WORK ORDER: Give back the material that follows, identical in every line.

RECORDS FOR THE TASK:
>>>>

PR #759, opened 2023-09-14
Propagate foreign keys from basic lenses to parents

DRovara:
Under certain conditions, foreign key constraints explicitly stated for basic lenses can be propagated to the lens' parent relation.

These conditions are:
- The referencing column is not modified by the lens.
- The foreign key does not point to the parent relation itself.

Also includes a set of test cases to test the feature together with UC propagation.

### DIFF
--- a/db/rdb/src/main/java/it/unibz/inf/ontop/dbschema/impl/LensMetadataProviderImpl.java
+++ b/db/rdb/src/main/java/it/unibz/inf/ontop/dbschema/impl/LensMetadataProviderImpl.java
@@ -182,9 +182,9 @@ public class LensMetadataProviderImpl implements LensMetadataProvider {
                 jsonLens.insertIntegrityConstraints((Lens) relation, baseRelations, metadataLookupForFK,
                         getDBParameters());
 
-                /* Propagate UCs to the parent relation.
-                If at least one UC was sent up this way, repeat this process from the parent.
-                Keep going until either no UC could be propagated up or the root element is reached.
+                /* Propagate UCs and KFs to the parent relation.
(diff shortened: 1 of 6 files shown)


bcogrel:
Motivating example from Ontopic Data Hub:
```sparql
PREFIX sosa: <http://www.w3.org/ns/sosa/>
PREFIX schema: <http://schema.org/>
PREFIX noi: <http://noi.example.org/ontology/odh#>
SELECT * WHERE {
 ?f schema:containedInPlace ?place .
 ?h a noi:HistoricalObservation ; sosa:hasFeatureOfInterest ?f . 
} LIMIT 10000
```

That gets translated into 
```sql
 SELECT v2."istat_code" AS "s_istat_code1m11", v1."station_id" AS "station_id1m139", v1."type_id" AS "type_id1m139", TO_JSON(v3."timestamp")#>>'{}' AS "v0"
FROM "intimev2"."measurement" v1, "intimev2"."station_municipalities" v2, "intimev2"."measurementhistory" v3
WHERE (v2."istat_code" IS NOT NULL AND v1."station_id" = v2."id" AND v1."station_id" = v3."station_id" AND v1."type_id" = v3."type_id")
LIMIT 10000
```

due to the use of the lens `lenses.measurement_station_municipalities_join`, which joins the tables `measurement` and `station_municipalities` together. The foreign key between `lenses.import.intimev2.measurementhistory` and `intimev2.measurement` on the column `station_id` and `type_id` is not used as all the lenses are at the same level and are unfolded at the same time.

bcogrel:
Great, thanks!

<<<<

TASK RESPONSE:
PR #759, opened 2023-09-14
Propagate foreign keys from basic lenses to parents

DRovara:
Under certain conditions, foreign key constraints explicitly stated for basic lenses can be propagated to the lens' parent relation.

These conditions are:
- The referencing column is not modified by the lens.
- The foreign key does not point to the parent relation itself.

Also includes a set of test cases to test the feature together with UC propagation.

### DIFF
--- a/db/rdb/src/main/java/it/unibz/inf/ontop/dbschema/impl/LensMetadataProviderImpl.java
+++ b/db/rdb/src/main/java/it/unibz/inf/ontop/dbschema/impl/LensMetadataProviderImpl.java
@@ -182,9 +182,9 @@ public class LensMetadataProviderImpl implements LensMetadataProvider {
                 jsonLens.insertIntegrityConstraints((Lens) relation, baseRelations, metadataLookupForFK,
                         getDBParameters());
 
-                /* Propagate UCs to the parent relation.
-                If at least one UC was sent up this way, repeat this process from the parent.
-                Keep going until either no UC could be propagated up or the root element is reached.
+                /* Propagate UCs and KFs to the parent relation.
(diff shortened: 1 of 6 files shown)


bcogrel:
Motivating example from Ontopic Data Hub:
```sparql
PREFIX sosa: <http://www.w3.org/ns/sosa/>
PREFIX schema: <http://schema.org/>
PREFIX noi: <http://noi.example.org/ontology/odh#>
SELECT * WHERE {
 ?f schema:containedInPlace ?place .
 ?h a noi:HistoricalObservation ; sosa:hasFeatureOfInterest ?f . 
} LIMIT 10000
```

That gets translated into 
```sql
 SELECT v2."istat_code" AS "s_istat_code1m11", v1."station_id" AS "station_id1m139", v1."type_id" AS "type_id1m139", TO_JSON(v3."timestamp")#>>'{}' AS "v0"
FROM "intimev2"."measurement" v1, "intimev2"."station_municipalities" v2, "intimev2"."measurementhistory" v3
WHERE (v2."istat_code" IS NOT NULL AND v1."station_id" = v2."id" AND v1."station_id" = v3."station_id" AND v1."type_id" = v3."type_id")
LIMIT 10000
```

due to the use of the lens `lenses.measurement_station_municipalities_join`, which joins the tables `measurement` and `station_municipalities` together. The foreign key between `lenses.import.intimev2.measurementhistory` and `intimev2.measurement` on the column `station_id` and `type_id` is not used as all the lenses are at the same level and are unfolded at the same time.

bcogrel:
Great, thanks!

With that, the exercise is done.